肺泡 II 型细胞是一种支气管上皮细胞,在肺部中发挥保护作用,并能再生受损的肺上皮细胞。对年轻成人前列腺和尿道的单细胞 RNA 测序 (scRNA-seq) 鉴定出前列腺尿道和收集管中的细胞群,其形态和转录组特征与肺肺泡 II 型细胞相似。我们进一步通过前列腺外周带组织的 scRNA-seq 鉴定出肺泡 II 型细胞样上皮细胞。在这里,我们旨在鉴定并在原位定位前列腺中的肺泡 II 型细胞,包括在前列腺外周带。我们对 5 种肺泡 II 型细胞标志物 (CP、LTF、MMP7、PIGR、SCGB1A1) 进行了显色 RNA 原位杂交,该研究包含(1)非病变器官供体前列腺和(2)前列腺癌患者根治性前列腺切除术标本。我们报告称,外周带中肺泡 II 型细胞基因的表达与炎症有关,仅限于分类为增生性炎症萎缩 (PIA) 中的中间细胞的腔上皮细胞。与非病变前列腺相比,类肺泡细胞在根治性前列腺切除标本中更为丰富,与高级别前列腺癌相关。
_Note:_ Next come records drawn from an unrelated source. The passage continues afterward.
PR #11849, opened 2026-06-24
feat(metrics): add per-metric label-reduction rules

srikanthccv:
## Pull Request

Fixes https://github.com/SigNoz/engineering-pod/issues/5340
Fixes https://github.com/SigNoz/engineering-pod/issues/5342


pkg/types/metricreductionruletypes/reduction_rule.go
```diff
@@ -0,0 +1,168 @@
...
+func IsProtectedLabel(label string) bool {
+	_, ok := protectedLabels[label]
+	return ok
+}
+
+func (req *UpdatableReductionRule) Validate() error {
+	if req == nil {
+		return errors.NewInvalidInputf(errors.CodeInvalidInput, "request is nil")
+	}
+	if req.MatchType != MatchTypeDrop && req.MatchType != MatchTypeKeep {
```
namanv3, line 141: matchtype.validate() can be used

pkg/types/metricreductionruletypes/reduction_rule.go
```diff
@@ -0,0 +1,168 @@
...
+		}
+	}
+	return nil
+}
+
+func (req *PostableReductionRule) Validate() error {
+	if req == nil {
+		return errors.NewInvalidInputf(errors.CodeInvalidInput, "request is nil")
+	}
+	if req.MetricName == "" {
```
namanv3, line 164: question: will the actual module impl involve metric existence checks? I'm guessing that will have to be present somewhere

pkg/types/metricreductionruletypes/reduction_rule.go
```diff
@@ -0,0 +1,168 @@
...
+	types.Identifiable
+	types.TimeAuditable
+	types.UserAuditable
+
+	MetricName       string    `json:"metricName" required:"true"`
+	MatchType        MatchType `json:"matchType" required:"true"`
+	Labels           []string  `json:"labels" required:"true" nullable:"true"`
+	EffectiveFrom    time.Time `json:"effectiveFrom" required:"true"`
+	Active           bool      `json:"active" required:"true"`
+	IngestedSeries   uint64    `json:"ingestedSeries" required:"true"`
```
namanv3, line 103: shouldn't the base ReductionRule contain all info about it? So these extra fields that are present here should be there in the base model, and maybe the storable can be a different type

pkg/types/metricreductionruletypes/reduction_rule.go
srikanthccv: yes

pkg/types/metricreductionruletypes/reduction_rule.go
srikanthccv: following  https://github.com/SigNoz/signoz/blob/main/docs/contributing/go/types.md#add-a-flavor-only-when-it-differs

the core type is `ReductionRule`

`ingestedSeries/retainedSeries/reductionPercent/active` are server-computed and never persisted so they warrant a `GettableX` flavour. 


similarly there isn't any specific thing that differs in core type to have a separate `StorableX` flavour.

pkg/types/metricreductionruletypes/reduction_rule.go
srikanthccv: would it be okay if I address this in follow up? I am expecting more comments in the next PR.

namanv3: sure, I'll approve once merge conflict is resolved

namanv3 (dismissed):

therealpandey (dismissed):

therealpandey (approved):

我们之前报道过 PIA 中的腔上皮细胞很少携带致癌 TMPRSS2:ERG (ERG+) 基因融合,现在我们证明,在向早期腺癌转化的 ERG+PIA 中存在肺泡细胞。最后,从前列腺切除术标本中获得的前列腺上皮类器官表明,类肺泡上皮细胞可以在类器官中建立,并且与基底细胞或嵴细胞相比,在体外抗雄激素定向治疗中,其雄激素信号基因表达特征降低。总体而言,我们的研究在 PIA 中鉴定出了一群类肺泡细胞,并提出这些细胞在支气管上皮细胞中的作用类似。我们的结果进一步表明,炎症驱动了人类前列腺中的谱系可塑性,并且 PIA 中的肺泡细胞可能容易发生致癌转化。